### What the task requires
Please show all lines of the records that include "else".
----- Data provided
PR #892, opened 2022-09-16
Improved kolide_airport_util error message when no option provided

### LINKED ISSUE #857: List valid options for kolide_airport_util
When you query `kolide_airport_util` you get this:

```
osquery> select * from kolide_airport_util;
Error: error generating table: The kolide_airport_util table requires that you specify a constraint for option
```

The error message should list the valid options so the user is not left to guess.

The error message is generated here: https://github.com/kolide/launcher/blob/master/pkg/osquery/tables/airport/table_darwin.go#L77

seejdev:
Fixes #857

Small logging improvement for an error case.

### DIFF
--- a/pkg/osquery/tables/airport/table_darwin.go
+++ b/pkg/osquery/tables/airport/table_darwin.go
@@ -74,7 +74,7 @@ func generateAirportData(queryContext table.QueryContext, airportExecutor execut
 	options := tablehelpers.GetConstraints(queryContext, "option", tablehelpers.WithAllowedValues(allowedOptions))
 
 	if len(options) == 0 {
-		return nil, errors.Errorf("The %s table requires that you specify a constraint for option", tableName)
+		return nil, errors.Errorf("The %s table requires that you specify a constraint for WHERE option =. Valid values for option are (%s).", tableName, strings.Join(allowedOptions, ", "))
 	}
 
 	var results []map[string]string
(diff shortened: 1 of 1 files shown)


pkg/osquery/tables/airport/table_darwin.go
```diff
@@ -74,7 +74,7 @@ func generateAirportData(queryContext table.QueryContext, airportExecutor execut
 	options := tablehelpers.GetConstraints(queryContext, "option", tablehelpers.WithAllowedValues(allowedOptions))
 
 	if len(options) == 0 {
-		return nil, errors.Errorf("The %s table requires that you specify a constraint for option", tableName)
+		return nil, errors.Errorf("The %s table requires that you specify a constraint for WHERE option =. Valid values for option are (%s).", tableName, strings.Join(allowedOptions, ", "))
```
directionless, line 77: I'd put this into a log line -- errors don't always make it back to the log.

directionless: Correction, it does bubble up. So let's take it. 

```suggestion
		return nil, errors.Errorf("The %s table requires that you specify a constraint for WHERE option. Valid values for option are (%s).", tableName, strings.Join(allowedOptions, ", "))
```

directionless (approved):

James-Pickett (dismissed):

directionless (approved):

PR #894, opened 2022-09-16
Add Crowdstrike Linux table

goronfreeman:


pkg/osquery/tables/crowdstrike/table.go
```diff
@@ -0,0 +1,68 @@
...
+type Table struct {
+	name   string
+	logger log.Logger
+}
+
+const tableName = "kolide_crowdstrike"
+
+var re = regexp.MustCompile(`\s?=\s?|\s`)
+
+func TablePlugin(logger log.Logger) *table.Plugin {
```
directionless, line 25: If there will be two tables in here, these should be named somewhat more distinctly. 

Also, probably don't need to export the struct.

pkg/osquery/tables/crowdstrike/table.go
```diff
@@ -0,0 +1,68 @@
...
+
+		// TODO: Replace this with the output of the real command
+		output := "aid is not set, aph is not set, app is not set, rfm-state is not set, rfm-reason is not set, feature is not set, metadata-query=enable (unset default), version = 6.38.13501.0"
+		dataArr := strings.Split(output, ", ")
+		rawKeyVals := make(map[string]interface{})
+
+		for _, data := range dataArr {
+			a := re.Split(data, 2)
+			rawKeyVals[a[0]] = a[1]
+		}
```
directionless, line 52: I would recommend putting this parsing into a dedicated function that we can then test.

PR #897, opened 2022-09-19
adds instructions and files for vs code debugging - v0.2

James-Pickett:


tools/vscode-debugging/conf/launch.json
```diff
@@ -0,0 +1,49 @@
...
+                "--osquery_flag=allow-unsafe",
+                "--osquery_flag=verbose",
+                // add atc config to the path below to load atc config
+                "--osquery_flag=config_path=${workspaceFolder}/debug/kolide-atc-config.json",
+            ],
+            "console": "integratedTerminal",
+            "asRoot": true
+        },
+        {
+            "name": "k2",
```
directionless, line 25: I'd probably call this `k2-localhost`

tools/vscode-debugging/conf/pre-debug.sh
```diff
@@ -0,0 +1,7 @@
+#!/bin/bash
+
+set -e
+
+mkdir -p ./debug
+make deps
+make build
```
directionless, line 7: Maybe a silly question, but why build here? I would have assume the vscode is doing some debug/repl/thing, and not using this?

tools/vscode-debugging/conf/launch.json
```diff
@@ -0,0 +1,49 @@
...
+            "type": "go",
+            "request": "launch",
+            "mode": "auto",
+            "preLaunchTask": "pre-debug",
```
directionless, line 29: pre-debug is a shell script. What do you think about having it detect whether the enroll secret and cert are present and error out? (I don't know if it can produce a clear error that bubbles through)

tools/vscode-debugging/conf/pre-debug.sh
James-Pickett: I think this was left over from the need for the extension build

tools/vscode-debugging/conf/launch.json
James-Pickett: It's a little tricky because only need that stuff when running k2-localhost. It's not required for interactive. So then we have to have a condition in there and trying to pass the condition from the `launch.json` to the `task.json` (that runs before the debugger starts) is surprisingly difficult and requires many files and texts. Or I just haven't figured out the easy way. 

Also, the error isn't really in your face, you have to click the task's terminal tab to see it's output.

I would argue that launcher it self should emit a meaningful message if missing these files.

James-Pickett: I was actually able to drop the `pre-debug.sh` after realizing I could just call `make deps` in the task and launcher handles making it's own dirs

directionless: > I would argue that launcher it self should emit a meaningful message if missing these files.

I could believe that. We can improve as we need them.

tools/vscode-debugging/README.md
```diff
@@ -0,0 +1,37 @@
...
+
+Now you should be able to set break points in VS Code and hit them by executing queries.
+
+## Debugging Against Local K2 Server (only available to Kolide employees)
+
+### First time setup
+
+1. Log into your local instance of K2 > Inventory > Add Device, the enroll_secret will be displayed in the launcher command
+1. Save your enroll_secret to `./debug/k2_enroll_secret`
+1. Either copy the {k2-repo}/tmp/localhost.crt to `./debug/localhost.crt` or create a sym like from `{k2-repo}/tmp/localhost.crt` -> `./debug/localhost.crt` at the root of your launcher repository
```
directionless, line 26:
```suggestion
1. Either copy the {k2-repo}/tmp/localhost.crt to `./debug/localhost.crt` or create a symlink from `{k2-repo}/tmp/localhost.crt` -> `./debug/localhost.crt`
```

tools/vscode-debugging/README.md
```diff
@@ -0,0 +1,37 @@
...
+## Prerequisites
+
+1. [Install VS Code](https://code.visualstudio.com/download)
+1. [Install VS Code Go Extension](https://code.visualstudio.com/docs/languages/go)
+1. Osqueryd is available in your path or a common location
+1. Open launcher repo with VS Code
+1. Copy ./tools/vscode-debug/conf to ./.vscode (`mkdir -p ./.vscode && cp -r ./tools/vscode-debugging/conf/. ./.vscode`)
+* if this is your first time using the VS Code go extension, you'll be prompted to install various go packages when you start debugging
+
+## Debugging With Osquery Interactive
```
directionless, line 12:
```suggestion
## Debugging With Launcher/Osquery Interactive
```

tools/vscode-debugging/conf/launch.json
```diff
@@ -0,0 +1,49 @@
...
+            "program": "${workspaceFolder}/cmd/launcher",
+            "args": [
+                "interactive",
+                "--osquery_flag=allow-unsafe",
+                "--osquery_flag=verbose",
+                // add atc config to the path below to load atc config
+                "--osquery_flag=config_path=${workspaceFolder}/debug/kolide-atc-config.json",
```
directionless, line 19: Do you think we should include this? I might just omit it, and advocate we fold it into `interactive`

tools/vscode-debugging/conf/launch.json
```diff
@@ -0,0 +1,49 @@
...
+        {
+            "name": "interactive",
+            "type": "go",
+            "request": "launch",
+            "mode": "auto",
+            "preLaunchTask": "pre-debug",
+            "program": "${workspaceFolder}/cmd/launcher",
+            "args": [
+                "interactive",
+                "--osquery_flag=allow-unsafe",
```
directionless, line 16: Do we still need this? I'd expect launcher to handle it

directionless (approved):
I see a typo, and a couple of nit you could push back on. But fix the typo :)

tools/vscode-debugging/README.md
James-Pickett: fixed

tools/vscode-debugging/conf/launch.json
James-Pickett: removed

tools/vscode-debugging/conf/launch.json
James-Pickett: honestly, I don't remember why I put that there, launcher interactive seems to work without it, removed

directionless: I would assume it dates to when we invoked osquery interactive with tables.ext. But launcher interaction should abstract it.

directionless (approved):

Issue #1404, opened 2023-10-16
Write metadata to root directory


RebeccaMahany:
Write a metadata.json and metadata.plist file to launcher's root directory, including device ID, organization ID, launcher version, and time of file generation. We can do this at the same time that we write out the launcher version file (see [here](https://github.com/kolide/launcher/blob/main/cmd/launcher/internal/record_launcher_version.go)).

PR #1417, opened 2023-10-19
write out metadata json and plist files to root install directory

zackattack01:
addresses https://github.com/kolide/launcher/issues/1404

### DIFF
--- a/cmd/launcher/internal/record_metadata.go
+++ b/cmd/launcher/internal/record_metadata.go
@@ -49,7 +49,7 @@ func (mw *metadataWriter) Ping() {
 	}
 
 	if err := mw.recordMetadata(metadata); err != nil {
-		level.Error(mw.logger).Log("msg", "unable to write out metadata files", "err", err)
+		level.Debug(mw.logger).Log("msg", "unable to write out metadata files", "err", err)
 	}
 }
 
--- a/cmd/launcher/internal/record_metadata.go
+++ b/cmd/launcher/internal/record_metadata.go
@@ -1,0 +1,67 @@
+package internal
+
+import (
+	"context"
+	"encoding/json"
+	"fmt"
+	"io"
+	"os"
+	"path/filepath"
+	"runtime"
+	"time"
+
+	"github.com/groob/plist"
+	"github.com/kolide/kit/version"
+	"github.com/kolide/launcher/pkg/agent/types"
+	"github.com/kolide/launcher/pkg/debug/checkups"
+)
+
+type metadata struct {
+	DeviceId       string `json:"device_id" plist:"device_id"`
+	OrganizationId string `json:"organization_id" plist:"organization_id"`
+	Timestamp      string `json:"timestamp" plist:"timestamp"`
+	Version        string `json:"version" plist:"version"`
+}
+
+func RecordMetadata(rootDir string, ctx context.Context, knapsack types.Knapsack) error {
+	metadataJSONFile := filepath.Join(rootDir, "metadata.json")
+	sdc := checkups.NewServerDataCheckup(knapsack)
+	if err := sdc.Run(ctx, io.Discard); err != nil {
+		return fmt.Errorf("unable to gather metadata, error: %w", err)
+	}
+
+	metadata := metadata{
+		DeviceId:       sdc.DeviceId,
+		OrganizationId: sdc.OrganizationId,
+		Timestamp:      time.Now().String(),
+		Version:        version.Version().Version,
+	}
+
+	metadataJSON, err := json.MarshalIndent(metadata, "", "  ")
+	if err != nil {
+		return fmt.Errorf("unable to JSON marshal metadata, error: %w", err)
+	}
+
+	err = os.WriteFile(metadataJSONFile, metadataJSON, 0644)
+	if err != nil {
+		return fmt.Errorf("unable to write JSON metadata, error: %w", err)
+	}
+
+	if runtime.GOOS != "darwin" {
+		return nil
+	}
+
+	metadataPlistFile := filepath.Join(rootDir, "metadata.plist")
+	metadataPlist, err := plist.MarshalIndent(metadata, "  ")
+
+	if err != nil {
+		return fmt.Errorf("unable to Plist marshal metadata, error: %w", err)
+	}
+
+	err = os.WriteFile(metadataPlistFile, metadataPlist, 0644)
+	if err != nil {
+		return fmt.Errorf("unable to write plist metadata, error: %w", err)
+	}
+
+	return nil
+}
--- a/cmd/launcher/internal/record_metadata.go
+++ b/cmd/launcher/internal/record_metadata.go
@@ -28,9 +28,8 @@ type metadata struct {
 
 // RecordMetadata writes out both a json and plist (for darwin) file including all information
 // in the metadata struct to the root install directory
-func RecordMetadata(rootDir string, ctx context.Context, knapsack types.Knapsack, logger log.Logger) {
-	logger = log.With(logger, "method")
-	metadataJSONFile := filepath.Join(rootDir, "metadata.json")
+func RecordMetadata(ctx context.Context, logger log.Logger, knapsack types.Knapsack) {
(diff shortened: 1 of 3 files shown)


cmd/launcher/launcher.go
```diff
@@ -193,6 +193,9 @@ func runLauncher(ctx context.Context, cancel func(), opts *launcher.Options) err
 	// we expect we're live. Record the version for osquery to
 	// pickup
 	internal.RecordLauncherVersion(rootDirectory)
+	if err = internal.RecordMetadata(rootDirectory, ctx, k); err != nil {
+		level.Error(logger).Log("msg", "unable to write metadata", "error", err.Error())
```
James-Pickett, line 197: we typically just use "err" as the key for error and don't need to add the `.String()`
```suggestion
		level.Error(logger).Log("msg", "unable to write metadata", "err", err)
```

cmd/launcher/launcher.go
```diff
@@ -193,6 +193,9 @@ func runLauncher(ctx context.Context, cancel func(), opts *launcher.Options) err
 	// we expect we're live. Record the version for osquery to
 	// pickup
 	internal.RecordLauncherVersion(rootDirectory)
+	if err = internal.RecordMetadata(rootDirectory, ctx, k); err != nil {
```
James-Pickett, line 196: Are we confident we'll have all this data on a fresh install since it has to come down via control server? Maybe that's okay and it will get written on the next launcher start up? or perhaps we would to do some retry logic in a goroutine.

zackattack01: discussed offline^ my testing may have been flawed here- adding some async retry, thank you!

James-Pickett (approved):
Nice

cmd/launcher/internal/record_metadata.go
```diff
@@ -0,0 +1,90 @@
...
+	}
+
+	metadataJSON, err := json.MarshalIndent(metadata, "", "  ")
+	if err != nil {
+		level.Error(logger).Log("msg", "unable to JSON marshal metadata", "err", err)
+		return
+	}
+
+	err = os.WriteFile(metadataJSONFile, metadataJSON, 0644)
+	if err != nil {
```
directionless, line 69:
```suggestion
	if err := os.WriteFile(metadataJSONFile, metadataJSON, 0644); err != nil
```

cmd/launcher/internal/record_metadata.go
```diff
@@ -0,0 +1,90 @@
...
+	metadataPlistFile := filepath.Join(rootDir, "metadata.plist")
+	metadataPlist, err := plist.MarshalIndent(metadata, "  ")
+
+	if err != nil {
+		level.Error(logger).Log("msg", "unable to plist marshal metadata", "err", err)
+		return
+	}
+
+	err = os.WriteFile(metadataPlistFile, metadataPlist, 0644)
+	if err != nil {
```
directionless, line 87:
```suggestion
	if err := os.WriteFile(metadataPlistFile, metadataPlist, 0644); err != nil {
```

cmd/launcher/launcher.go
directionless: Hrm... if we're really concerned about that, I wonder if we should move the write into the server data consumer.

cmd/launcher/internal/record_metadata.go
```diff
@@ -0,0 +1,90 @@
...
+	DeviceId       string `json:"device_id" plist:"device_id"`
+	OrganizationId string `json:"organization_id" plist:"organization_id"`
+	Timestamp      string `json:"timestamp" plist:"timestamp"`
+	Version        string `json:"version" plist:"version"`
+}
+
+// RecordMetadata writes out both a json and plist (for darwin) file including all information
+// in the metadata struct to the root install directory
+func RecordMetadata(rootDir string, ctx context.Context, knapsack types.Knapsack, logger log.Logger) {
+	logger = log.With(logger, "method")
```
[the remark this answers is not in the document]
zackattack01: 🤦 will fix this

cmd/launcher/internal/record_metadata.go
```diff
@@ -0,0 +1,90 @@
...
+type metadata struct {
+	DeviceId       string `json:"device_id" plist:"device_id"`
+	OrganizationId string `json:"organization_id" plist:"organization_id"`
+	Timestamp      string `json:"timestamp" plist:"timestamp"`
+	Version        string `json:"version" plist:"version"`
+}
+
+// RecordMetadata writes out both a json and plist (for darwin) file including all information
+// in the metadata struct to the root install directory
+func RecordMetadata(rootDir string, ctx context.Context, knapsack types.Knapsack, logger log.Logger) {
```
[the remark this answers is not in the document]
zackattack01: cleaning this up, yes it should be just making sure it is initialized by then

cmd/launcher/launcher.go
James-Pickett: yea, this is better

directionless: actually, a subscriber makes more sense

cmd/launcher/internal/record_metadata.go
```diff
@@ -0,0 +1,87 @@
...
+	"github.com/groob/plist"
+	"github.com/kolide/kit/version"
+	"github.com/kolide/launcher/pkg/agent/types"
+	"github.com/kolide/launcher/pkg/backoff"
+	"github.com/kolide/launcher/pkg/debug/checkups"
+)
+
+type metadata struct {
+	DeviceId       string `json:"device_id" plist:"device_id"`
+	OrganizationId string `json:"organization_id" plist:"organization_id"`
```
directionless, line 24: Can you add OrganizationMunemo too?

zackattack01: yep!

cmd/launcher/internal/record_metadata.go
```diff
@@ -0,0 +1,129 @@
...
+	if store == nil {
+		return errors.New("ServerProvidedDataStore is uninitialized")
+	}
+
+	deviceId, err := store.Get([]byte("device_id"))
+	if err != nil {
+		return err
+	} else if string(deviceId) == "" {
+		return errors.New("device_id is not yet present in ServerProvidedDataStore")
+	}
```
James-Pickett, line 75: done need the else if here since you're returning
```suggestion
	if err != nil {
		return err
	}
	
	if string(deviceId) == "" {
		return errors.New("device_id is not yet present in ServerProvidedDataStore")
	}
```

cmd/launcher/internal/record_metadata.go
```diff
@@ -0,0 +1,129 @@
...
+
+	metadata.DeviceId = string(deviceId)
+
+	organizationId, err := store.Get([]byte("organization_id"))
+	if err != nil {
+		return err
+	} else if string(organizationId) == "" {
+		return errors.New("organization_id is not yet present in ServerProvidedDataStore")
+	}
```
James-Pickett, line 84: same
```suggestion
	if err != nil {
		return err
	}
	
	if string(organizationId) == "" {
		return errors.New("organization_id is not yet present in ServerProvidedDataStore")
	}
```

cmd/launcher/internal/record_metadata.go
```diff
@@ -0,0 +1,129 @@
...
+
+	metadata.OrganizationId = string(organizationId)
+
+	munemo, err := store.Get([]byte("munemo"))
+	if err != nil {
+		return err
+	} else if string(munemo) == "" {
+		return errors.New("munemo is not yet present in ServerProvidedDataStore")
+	}
```
James-Pickett, line 93: same ... starting to feel like this should be a little helper func
```suggestion
	if err != nil {
		return err
	}
	
	if string(munemo) == "" {
		return errors.New("munemo is not yet present in ServerProvidedDataStore")
	}
```

zackattack01: agreed, I will pull these into a helper. thank you!

James-Pickett (approved):

directionless (approved):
----------
### Written reply
+	} else if string(deviceId) == "" {
James-Pickett, line 75: done need the else if here since you're returning
+	} else if string(organizationId) == "" {
+	} else if string(munemo) == "" {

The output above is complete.